Cowtan et al. (2018) suggested that the SAT homogenization algorithm could artificially increase coastal trends on account of coastal regions warming less than inner continental regions. Our analysis of GHCNmV4 adjustments, however, shows no dependence between adjustment magnitudes and distance to coast (Fig. S1 in the online supplemental material). Rather, differences in temperature trends between 1900 and 2020 between homogenized and unhomogenized SATs are largest in the tropics and midlatitudes, especially in parts of the United States and China (Fig. S1). As further points of comparison, we note that the continental-mean SAT estimates from Berkeley Earth (Rohde et al. 2013) and CRUTEM5 (Osborn et al. 2021) give continental-mean SAT anomalies during 1900–40 that are, respectively, 0.05° and 0.15°C warmer than homogenized GHCNmV4 estimates and, thus, reside midway between the homogenized and unhomogenized GHCNmV4 versions. A more detailed comparison of land station temperatures, which involves reexamining characteristics of individual stations and networks, appears useful for further reducing systematic uncertainties in land temperature estimates at global and regional scales. Although such an analysis is beyond the scope of this study, systematic differences across individual continental temperature estimates of as much as 0.2°C shows that calibrating SSTs to current versions of SATs will not, of itself, substantially decrease systematic uncertainties.

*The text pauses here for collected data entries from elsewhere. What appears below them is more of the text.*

PR #197, opened 2015-06-17
Add per file/folder inclusion/exclusion to active_path.py

JohnLunzer:
Per Folder file/folder inclusion and exclusion by adding flags to the body of an active path folder (either @ or /*/), can include multiple inc= and exc= flags:
+    excdirs - excludes all directories 
+    excfiles - excludes all files
+    inc= - a single item or comma separated list of strings to include in the list of files/folders
+    exc= - a single item or comma separated list of strings to exclude in the list of files/folders
+    re - search using regular expressions (otherwise a case-sensitive 'in' comparison)

Please review these changes and let me know what you think.


edreamleo:
Thanks for your continued work.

It follows that SSTs inferred using homogenized or unhomogenized SATs are consistent after the 1960s, but SSTs based on the unhomogenized GHCN records are warmer by an average of 0.20°C from 1900 to 1940, implying even larger discrepancies with HadSST4 (red versus blue in Fig. 10). Some conclusions regarding SST trends are nevertheless possible regardless of calibration using homogenized or unhomogenized SATs. Both versions of inferred SSTs are warmer during the early twentieth century than HadSST4. Notable is that inferred SSTs show warming from 1880 to 1910 at a rate of 0.62°C ([0.41°, 0.89°C]) century−1 for homogenized and 0.23°C ([0.02°, 0.50°C]) century−1 for unhomogenized SATs, whereas HadSST4 shows a cooling trend of −1.03°C ([−1.18°, −0.77°C]) century−1. If the SAT estimates are less biased than those directly from SSTs, they imply a smaller contribution from internal variability to global mean temperature, a conclusion in keeping with other recent assessments of historical temperature trends (Folland et al. 2018; Haustein et al. 2019).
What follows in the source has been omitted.